PR #274, opened 2018-04-26
feat: add 'stringifyPublicPath' option

BobNisco:
This adds a new top-level option called `stringifyPublicPath` (set to true by default). By default, this has no discernable difference between the current functionality of file-loader.

When set to false, the value of `publicPath` will not be processed with `JSON.stringify`. This is useful for the cases where the value of `publicPath` is dynamic and driven by runtime variables.

A strong example has been added to the README that outlines the use case for CDN switching at runtime.

### DIFF
--- a/README.md
+++ b/README.md
@@ -38,7 +38,7 @@ module.exports = {
         use: [
           {
             loader: 'file-loader',
-            options: {}  
+            options: {}
           }
         ]
       }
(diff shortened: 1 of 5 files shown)


evilebottnawi:
@BobNisco Thanks for PR. My first notice - adding new options for `file-loader` is bad, he should be very easy (only in `1.1.11` he is work in 99%, also future major release remove `useRelativePath` options, because normalization urls should do uglificator or minificator).

 Can your describe use case more verbosely? Why you need dynamic this feature? Why you don't use `publicPath` with static value with CDN?

BobNisco:
I was looking for ways to not add a new option but did not see an obvious path forward due to the way that `publicPath` is derived in the current logic. If you have other suggestions, I am open to making modifications here.

Perhaps my explanation in the README isn't verbose enough. In the case where your application has different environments, let's say, staging and production, then simply having 1 static value on CDN is not enough.

Because `file-loader` enforces a static value you would need to build your webpack bundles 2 times: once for your staging CDN endpoint, and once for your production CDN endpoint. This is inefficient.

This PR alleviates that by allowing us to return a slightly more arbitrary value from `file-loader` that allows the file path to be determined at runtime instead of pre-compiled. Now, you only need to build your assets one time and they can be used in many different environments.

BobNisco:
> why don't use difference publicPath value for stag and prod?

This PR accomplishes us being able to use different `publicPath` values for staging and production but utilizing the same static bundle between the two.

> It is very bad practice use window.CDN as in your example, it is insecurity. Static bundle for static, not for dynamic 😄 

The `window.CDN` example is a contrived example to show off functionality at a basic level.

> Also don't forget about other loader, we can handle you value, how they should do this?

Could you elaborate a bit more on this?

evilebottnawi:
@BobNisco 
> This PR accomplishes us being able to use different publicPath values for staging and production but utilizing the same static bundle between the two.
Why don't use `publicPath: isStag ? 'http://stag-cdn.com/' : 'http://prod-cdn.com/' `

> The window.CDN example is a contrived example to show off functionality at a basic level.
README don't contain bad practice, some people can do what you write.

> Could you elaborate a bit more on this?

Other loader can use `file-loader` also after `file-loader` can be other loader, it is rare use case, but it is possible.

evilebottnawi:
Will be great if you provide real use case where you have problem(s) with examples.

BobNisco:
Looks like I had a misunderstanding with some parts of webpack. Here's the solution I actually ended up needing:

1. Define `__webpack_public_path__ ` on the fly. see: https://webpack.js.org/guides/public-path/#on-the-fly
2. Remove extraneous file-loader config for setting public path
3. Defer to `__webpack_public_path__` and `file-loader` defaults to enable runtime URL switch.

Appreciate the review @evilebottnawi. I am going to close this PR out as it is not needed.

_ _ _ _ _

_Exercise requirements_: Your reply should consist of all the records, set down exactly.

_Task answer_:
PR #274, opened 2018-04-26
feat: add 'stringifyPublicPath' option

BobNisco:
This adds a new top-level option called `stringifyPublicPath` (set to true by default). By default, this has no discernable difference between the current functionality of file-loader.

When set to false, the value of `publicPath` will not be processed with `JSON.stringify`. This is useful for the cases where the value of `publicPath` is dynamic and driven by runtime variables.

A strong example has been added to the README that outlines the use case for CDN switching at runtime.

### DIFF
--- a/README.md
+++ b/README.md
@@ -38,7 +38,7 @@ module.exports = {
         use: [
           {
             loader: 'file-loader',
-            options: {}  
+            options: {}
           }
         ]
       }
(diff shortened: 1 of 5 files shown)


evilebottnawi:
@BobNisco Thanks for PR. My first notice - adding new options for `file-loader` is bad, he should be very easy (only in `1.1.11` he is work in 99%, also future major release remove `useRelativePath` options, because normalization urls should do uglificator or minificator).

 Can your describe use case more verbosely? Why you need dynamic this feature? Why you don't use `publicPath` with static value with CDN?

BobNisco:
I was looking for ways to not add a new option but did not see an obvious path forward due to the way that `publicPath` is derived in the current logic. If you have other suggestions, I am open to making modifications here.

Perhaps my explanation in the README isn't verbose enough. In the case where your application has different environments, let's say, staging and production, then simply having 1 static value on CDN is not enough.

Because `file-loader` enforces a static value you would need to build your webpack bundles 2 times: once for your staging CDN endpoint, and once for your production CDN endpoint. This is inefficient.

This PR alleviates that by allowing us to return a slightly more arbitrary value from `file-loader` that allows the file path to be determined at runtime instead of pre-compiled. Now, you only need to build your assets one time and they can be used in many different environments.

BobNisco:
> why don't use difference publicPath value for stag and prod?

This PR accomplishes us being able to use different `publicPath` values for staging and production but utilizing the same static bundle between the two.

> It is very bad practice use window.CDN as in your example, it is insecurity. Static bundle for static, not for dynamic 😄 

The `window.CDN` example is a contrived example to show off functionality at a basic level.

> Also don't forget about other loader, we can handle you value, how they should do this?

Could you elaborate a bit more on this?

evilebottnawi:
@BobNisco 
> This PR accomplishes us being able to use different publicPath values for staging and production but utilizing the same static bundle between the two.
Why don't use `publicPath: isStag ? 'http://stag-cdn.com/' : 'http://prod-cdn.com/' `

> The window.CDN example is a contrived example to show off functionality at a basic level.
README don't contain bad practice, some people can do what you write.

> Could you elaborate a bit more on this?

Other loader can use `file-loader` also after `file-loader` can be other loader, it is rare use case, but it is possible.

evilebottnawi:
Will be great if you provide real use case where you have problem(s) with examples.

BobNisco:
Looks like I had a misunderstanding with some parts of webpack. Here's the solution I actually ended up needing:

1. Define `__webpack_public_path__ ` on the fly. see: https://webpack.js.org/guides/public-path/#on-the-fly
2. Remove extraneous file-loader config for setting public path
3. Defer to `__webpack_public_path__` and `file-loader` defaults to enable runtime URL switch.

Appreciate the review @evilebottnawi. I am going to close this PR out as it is not needed.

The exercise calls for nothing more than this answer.